Жалейка - Мельникова Мария Александровна
Больно было видеть свет в чужих окнах – там, где теплилась жизнь и люди собирались за общим столом у натопленного очага. Куда легче было бродить по полям – там, где все, как она, были сиротами, озябшими на ветру.
Девочка шла опустошенная, не разбирая дороги: ни мыслей в голове, ни чувств в душе, только тоска – пронзительная непроглядная. Ноги цеплялись за пряди пожухлой травы, но Фрося почти этого не чувствовала. Она видела перед собой только могильную яму и черную тень, которая тянулась к ней, хватала за ноги и затягивала к себе.
Когда мрак этого странного забытья рассеялся, девочка обнаружила себя на кладбище возле могилы родителей. Низкое солнце уже растаяло и разлилось где-то за холмом, чуть подсвечивая небо оранжевыми и малиновыми бликами.

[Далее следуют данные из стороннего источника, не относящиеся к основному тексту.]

PR #4529, opened 2022-05-22
[WIP] Move TBANS code to tasks_io (again). Add tasks_io endpoints for TBANS

ZachOrr:
This code shouldn't be in common really - so I'm moving it out, but doing it properly this time.


fangeugene:
image

src/backend/tasks_io/models/notification_requests/fcm_request.py
```diff
@@ -44,12 +52,12 @@ def __init__(self, app, notification, tokens=None, legacy_data_format=False):
...
         self.legacy_data_format = legacy_data_format
 
-    def __str__(self):
+    def __str__(self) -> str:
         return "FCMRequest(tokens={}, notification={})".format(
             self.tokens, str(self.notification)
         )
 
-    def send(self):
+    def send(self) -> messaging.BatchResponse:
```
ZachOrr, line 60: - [ ] The return type here between `FCMRequest` and `WebhookRequest` is different. I'm surprised our linter doesn't catch this. Think about how to standardize this.

ZachOrr:
This is reminding me of the cross-service request structure I built back in 2019 for this (and later removed) https://github.com/ZachOrr/the-blue-alliance/blob/ef991510a7f7e9682b24a64e2e508c85686d01fa/helpers/tbans_helper.py

iirc the removal was because of timeout issues across services? I need to think more about this. The cross-service situation is better than regular HTTP requests, since unlike the rest of the stuff that makes requests to `tasks-io`, these are making requests synchronously (usually) whereas other requests are leveraging deferred for cross-service execution.

ZachOrr:
Alright for sure closing this out

PR #4538, opened 2022-05-26
Remove avatar list from `old_py2`

cjdenio:
https://github.com/the-blue-alliance/the-blue-alliance/pull/4525#issuecomment-1138077291


fangeugene (approved):
ty!

PR #4658, opened 2022-08-02
Add privacy url and handler

dracco1993:
## Description
Add `/privacy` url and handler

## Motivation and Context
More `py3`

## How Has This Been Tested?
Locally

image

## Types of changes

### DIFF
--- a/ops/check_venv_deps.py
+++ b/ops/check_venv_deps.py
@@ -12,9 +12,7 @@ REQUIREMENTS_FILES = [
 def test_requirements():
     missing_requirements = []
     for requirement_file in REQUIREMENTS_FILES:
-        requirements = pkg_resources.parse_requirements(
-            requirement_file.read_text()
-        )
+        requirements = pkg_resources.parse_requirements(requirement_file.read_text())
         for requirement in requirements:
             requirement = str(requirement)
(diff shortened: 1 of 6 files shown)


ops/check_venv_deps.py
```diff
@@ -12,9 +12,7 @@
 def test_requirements():
     missing_requirements = []
     for requirement_file in REQUIREMENTS_FILES:
-        requirements = pkg_resources.parse_requirements(
-            requirement_file.read_text()
-        )
+        requirements = pkg_resources.parse_requirements(requirement_file.read_text())
```
dracco1993, line 15: Uh, the auto-linter got this one.  👀😂

dracco1993:
In addition to adding the stuff for the `/privacy` page, I bumped up the cache time to `1 week` for this and the past couple of pages, since they're static/redirects; if this isn't a good idea, or I should use something else, let me know.   👍

ops/check_venv_deps.py
phil-lopreiato: Whoops!

phil-lopreiato:
Yeah, a 1w cache time makes sense for this + the others

PR #4661, opened 2022-08-02
Add brand url and handler

dracco1993:
## Description
Add `/brand` url and handler.
In addition, to clean things up, I reduced the basically-static pages into a single `static` handler, as well as added basic tests to make sure each of those routes at least responds/redirects correctly.

## Motivation and Context
More `py3`

## How Has This Been Tested?
Locally.  Also, I added tests for the `static` handler

image

## Types of changes


phil-lopreiato (approved):
:100:

Issue #4716, opened 2022-09-05
Chezy Champs Double Elim Support


phil-lopreiato:
A few things we need to update from our old `DOUBLE_ELIM_8_TEAM` playoff format:

- match names should ideally be "round N" and not winner/loser bracket
- we need to build bracket support

![image](https://user-images.githubusercontent.com/2754863/189549469-eea5696f-2a75-4d34-9805-15eee4f6b5f8.png)

phil-lopreiato:
I think this now means we're good to go!

neyre:
Hi @phil-lopreiato @AndrewKe,

Thanks so much for getting this in on such short notice. Having the clear support on TBA for the bracket is so helpful from an event organizer perspective.

Right now, the bracket is listing "Unknown" instead of alliance names. Any way we can get this corrected? I realize it might be Cheesy Arena's fault, but if there's any way to just update the data on your end that'd be wonderful.

Thanks!

NIck

phil-lopreiato:
Yeah; ack on this (I saw, but just didn't get the chance to fix it last night). Will fix!

neyre:
Thanks, Phil!

Also, if y'all want the SVG files for the dynamically updated bracket, let me know, we could provide that if it's helpful for anything. (The Cheesy Arena bracket is just a SVG image that gets dynamically populated with the relevant data and then rendered in the browser).

PR #4766, opened 2022-09-28
Show Fallback Alliance Names In Double Elim Bracket

phil-lopreiato:
Fixes the bug where we wouldn't fall back to pre-computed alliance names, if they don't happen to be present in the data model.

This is was caused all alliances to be shown as "Unknown" for Chezy Champs

Towards https://github.com/the-blue-alliance/the-blue-alliance/issues/4716

image


src/backend/common/helpers/playoff_advancement_helper.py
```diff
@@ -654,34 +654,16 @@ def _alliance_name(
...
-                alliance_selection
-            ) in alliance_selections:  # search for alliance. could be more efficient
-                picks = alliance_selection["picks"]
-                if (
-                    len(set(picks).intersection(set(team_keys))) >= 2
-                ):  # if >= 2 teams are the same, then the alliance is the same
-                    return alliance_selection.get("name")
-
-        return ""
-
```
phil-lopreiato, line 684: why this was duplicated is a mystery to me

src/backend/common/helpers/playoff_advancement_helper.py
```diff
@@ -654,34 +654,16 @@ def _alliance_name(
...
-        ) in alliance_selections:  # search for alliance. could be more efficient
+        for (n, alliance_selection) in enumerate(
+            alliance_selections
+        ):  # search for alliance. could be more efficient
             picks = alliance_selection["picks"]
             if (
                 len(set(picks).intersection(set(team_keys))) >= 2
             ):  # if >= 2 teams are the same, then the alliance is the same
-                return alliance_selection.get("name")
+                return alliance_selection.get("name", f"Alliance {n+1}")
```
phil-lopreiato, line 664: Technically the "name" field in the alliance module is optional, so we can add a fallback for when it is not found (because in Cheesy Arean's case, it doesn't populate alliance names)

https://github.com/the-blue-alliance/the-blue-alliance/blob/48ed1c9560b9adb1b2b9efab7464bb76b8d9012e/src/backend/common/models/alliance.py#L9-L16

PR #4797, opened 2022-10-12
Add support for 9xxx teams

dracco1993:
## Description
Add support for 9xxx teams

## Motivation and Context
[Someone reported it](https://www.facebook.com/groups/moardata/posts/5713396142013967/), [`frc-events` has teams over 9k](https://frc-events.firstinspires.org/2023/allteams), and, you know, those teams deserve to be seen as well.  😂
I didn't _see_ anywhere else this would need to be changed, but can make whatever additional changes are needed, if any.

## How Has This Been Tested?
It worked locally.  👀 

## Types of changes

### DIFF
--- a/src/backend/web/handlers/team.py
+++ b/src/backend/web/handlers/team.py
@@ -17,7 +17,7 @@ from backend.web.profiled_render import render_template
 from backend.web.renderers.team_renderer import TeamRenderer
 
 MAX_TEAM_NUMBER_EXCLUSIVE = (
-    9000  # Support between Team 0 and Team MAX_TEAM_NUMBER_EXCLUSIVE - 1
+    10000  # Support between Team 0 and Team MAX_TEAM_NUMBER_EXCLUSIVE - 1
 )
 TEAMS_PER_PAGE = 1000
 VALID_PAGES = range(


fangeugene:
What's the max team number this year? I think first used to reserve 9900+ for off-season teams (do they still?). We should find a way to robustly support fake team numbers.

dracco1993:
> What's the max team number this year? I think first used to reserve 9900+ for off-season teams (do they still?). We should find a way to robustly support fake team numbers.

According to `frc-events`, [9176 is now a legitimate team](https://frc-events.firstinspires.org/2023/allteams).  👀

fangeugene:
Can we go to 9500 instead of 10000 so the fake teams stay hidden?

dracco1993:
Looking into it more, changing it to `9500` seems like it wouldn't prohibit those 9900+ teams from being shown, as the value is only used to calculate the valid pages, not the range of teams to show.  We could certainly add an actual limit to the results, but that'll take a bit more code.

fangeugene:
Ah you're right. Ok I think it's fine for now then

fangeugene (approved):

PR #4810, opened 2022-10-15
Port admin homepage to py3

phil-lopreiato:
As title.

All the stats stuff is stubbed out and the links not-ported will 404, but at least here's something


src/backend/web/handlers/admin/blueprint.py
```diff
@@ -66,6 +67,32 @@ def require_gae_admin() -> None:
         abort(401)
 
 
+@admin_routes.route("/")
+def admin_home() -> str:
```
fangeugene, line 71: Wow we don't need the trailing slash anymore!

PR #5981, opened 2024-06-06
Hotfix/generate playoff status at runtime

devyntk:
## Types of changes

### DIFF
--- a/src/backend/web/renderers/team_renderer.py
+++ b/src/backend/web/renderers/team_renderer.py
@@ -188,7 +188,7 @@ class TeamRenderer:
                 AllianceHelper.get_alliance_details_and_pick_name(event, team.key_name)
             )
 
-            if alliance and "status" in alliance and "name" n alliance:
+            if alliance and "status" in alliance and "name" in alliance:
                 alliance_status = " and ".join(
                     AllianceHelper.generate_playoff_status_string(
                         alliance["status"],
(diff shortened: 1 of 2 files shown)


src/backend/web/renderers/team_renderer.py
```diff
@@ -188,10 +189,18 @@ def render_team_details(
                 AllianceHelper.get_alliance_details_and_pick_name(event, team.key_name)
             )
 
-            if alliance and "status" in alliance and "name" in alliance:
+            alliance_status = EventTeamStatusHelper._build_playoff_info(
+                team.key_name,
+                event.details,
+                event_matches,
```
fangeugene, line 195: `_build_playoff_info` expects `event_matches` needs to be matches for the whole event, but i believe this only has matches for this current team?

devyntk: Since this is only generating the status based off of that team's alliance, I think that would be fine? I'll look more into the event team status helper.

fangeugene: I think the edge case is if a team is a 3 pick and doesn't play any matches?

fangeugene: I think the reason why we were generating this on the fly in the API rather than saving it in the database was so we could change the strings without going through crazy cash clearing

devyntk: I don't think it makes sense to store the strings in a database, but the various status dicts (espcially now that this dict is both used for team event statuses and the team detail pages) may make sense to store and/or cache in some way.

PR #6046, opened 2024-06-28
Allow passing webcast `date` field to trusted API

lethosor:
## Description
This allows requests to the write API to provide dates for webcasts.

Note: 
* unsure what documentation updates are necessary. The `webcasts` field was not fully described in the API docs to begin with.
* also unsure what validation is necessary here. Suggestions do not appear to perform any validation on the dates either.

## Motivation and Context
Webcast suggestions can provide the `date` field, but write API requests cannot.

## How Has This Been Tested?
Local testing through write API, both with `url` and `type`+`channel` payloads.

## Types of changes

### DIFF
--- a/src/backend/api/handlers/tests/update_event_info_test.py
+++ b/src/backend/api/handlers/tests/update_event_info_test.py
@@ -1,6 +1,7 @@
 import json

– Мама, мамочка, здесь ли ты? Папа, где же вы? – тихо спрашивала Фрося, склоняясь над могилой. – Почему вы не отвечаете? Где вы? Среди живых или среди мертвых? Где вас искать?
Солнечный свет иссяк, почернели деревья, заросли чертополоха стали гуще и как будто оскалились. Девочка застыла и ждала восхода луны, когда можно будет снова попытаться поговорить с родителями, отдав им свой вздох.
Время сгустилось, почернело и начало медленно подниматься из земли. Сначала оно заполнило низины, потом всю округу и потянулось к небу. Небо померкло последним. Лишь тонкий серп луны, прореха в черноте, продолжал светиться потусторонним чистым светом.
В зарослях терновника прошуршали чьи-то торопливые шаги. Они звучали ровно и уверенно. Человек шел привычной для себя дорогой, не искал, не плутал, не запутывался в колючих ветвях.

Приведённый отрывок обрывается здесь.